Continuous Random Variable
Let calculus in
Probability density function(PDF)
PMF in continuous situation
Continuous set is NOT enough, it must be able to be describe by a PDF
The area is the probability, height only denote density
For any given point $a$, $f_X(a) = 0$
$$
\because P(a \le x \le b) = P(x=a)+P(a < x < b) + P(x=b)
$$
$$
\therefore P(a\le x \le b) = P(a < x < b)
$$
(We don’t care about endpoints)
(Single point do not have length, infinite number of points will have a length, this is same for probability density)
Expectation
$$
E[X] = \int_{-\infty}^\infty x f_X(x) dx
$$
Don’t forget that the expectation equals to the “balance point”, for symmetric ones, it is the center point.
Exponential Random Variable
$$
f_X(x) = \begin{cases}
\lambda e ^{-\lambda x} ,& x \ge 0\
0, & x < 0
\end{cases}, \text{parameter} \lambda > 0
$$
We can see that exponential distribution is similar to geometry distribution in discrete case.
Cumulative Distribution Function(CDF)
another beautiful way for describing random variables
$$
F_X(x) = P(X \le x)
$$
Continuous
integral and derivative
$$
F_X(x) = \int_{-\infty}^{x} f_X(x)dx
$$
Discrete
$$
F_X(x) = \sum _ \text{all k less than x} P_X(k)
$$
Property
non-decrease, CDF is “accumulative”
CDF goes to 1 as x approaching plus infinity
CDF goes to 0 as x approaching minus infinity
Normal(Gaussian) Distribution
Standard Normal
$$
N(0,1) : f_X(x) = \frac{1}{\sqrt{2\pi}} e^\frac{-x^2}{2}
$$
General Normal
$$
N(\mu , \sigma^2 ) : f_X(x) = \frac{1}{\sigma \sqrt{2\pi}} e ^{\frac{-(x-\mu)^2}{2\sigma^2}}
$$
Linear form
when we apply a linear form to the random variable, normal distribution is preserved
$$
X \sim N(\mu , \sigma^2)
$$
$$
Y = aX+b
$$
$$
then , Y \sim N(a\mu + b , a^2\sigma^2)
$$
Standardize a random variable
just moving the axis
Conditioning continuous r.v.
only some addition information provided, stick to the definition
Memoryless property
the light bulb won’t remember what has happened, they appear as completely new!
Example
Two light bulb to choose : the first one has been working for $t$ time, the second one is completely new, which one to choose ? (Every light bulb has a life time $T$, exponential model)

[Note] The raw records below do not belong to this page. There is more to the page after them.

PR #3254, opened 2025-03-31
[docs][operator] remove CPU limits in example RayClusters

davidxia:
They do more harm than good.
See https://home.robusta.dev/blog/stop-using-cpu-limits

### DIFF
--- a/ray-operator/config/samples/ray-cluster.sample.yaml
+++ b/ray-operator/config/samples/ray-cluster.sample.yaml
@@ -18,7 +18,12 @@ spec:
           image: rayproject/ray:2.41.0
           resources:
             limits:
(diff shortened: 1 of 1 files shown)


davidxia:
If this looks good, I can do it for all the other places in this repo too.

davidxia:
From @kevin85421 in Slack

> The top priority of example YAMLs is to allow users to be able to run the examples locally successfully. I have met some users fail to follow the examples because they have ResourceQuota in the namespace, so everything without resource limit can't be created inside the namespace. In my memory, Flyte creates ResourceQuota by default.
> We can have a "production guide" to mention the best practice is not to add resource limits.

It usually refers to the cases when the distribution of a “waiting time” until a certain event does not depend on how much time has elapsed already.
To model memoryless situations accurately, we must constantly ‘forget’ which state the system is in: the probabilities would not be influenced by the history of the process.
Only two kinds of distributions are memoryless: geometric distributions of non-negative integers and the exponential distributions of non-negative real numbers.
(We can also view exponential distribution as the continuous case for geometric distribution)
Joint PDF
This is just a definition, we define it to be this way without special meaning
(From geometric view, joint PDF is the probability of per unit area, the “height”)
Conditioning PDF
a slice of joint PDF
$$
P(X=x | Y = y) =\frac{P(X = x \land Y = y)}{P(Y=y)}
$$
However, in continuous situation, the denominator will always be 0. So we mimic the formula and gives a conditioning definition.
$$
P( x \le X \le x + \delta | y \le Y \le y + \epsilon ) = \frac{f_{X,Y}(x,y)\delta\epsilon}{f_Y(y)\epsilon}
$$
$$
let \ \frac{f_{X,Y}(x,y)}{f_Y(y)} = f_{X|Y}(x|y)
$$
Multiplication Rule
$$
f_{X,Y}(x,y) = f_Y{(y)}f_{X|Y}(x|y) = f_X(x)f_{Y|X}(y|x)
$$
Total Probability Theorem
$$
f_{X}(x) = \int_{-\infty}^\infty f_Y(y) f_{X|Y}(x|y)dy
$$
Independence
one variable does not provide any information for another
$$
f_{X,Y}(x,y) = f_X(x)f_Y(y)
$$
$$
f_{X,Y}(x,y) = f_Y{(y)}f_{X|Y}(x|y) \implies f_X(x)=f_{X|Y}(x|y)
$$
Bayes’ rule
We want to infer the environment via occurred events
$$
f_{X|Y}(x|y) = \frac{f_X(x)f_{Y|X}(y|x)}{ \int f_X(x)f_{Y|X}(y|x) dx }
$$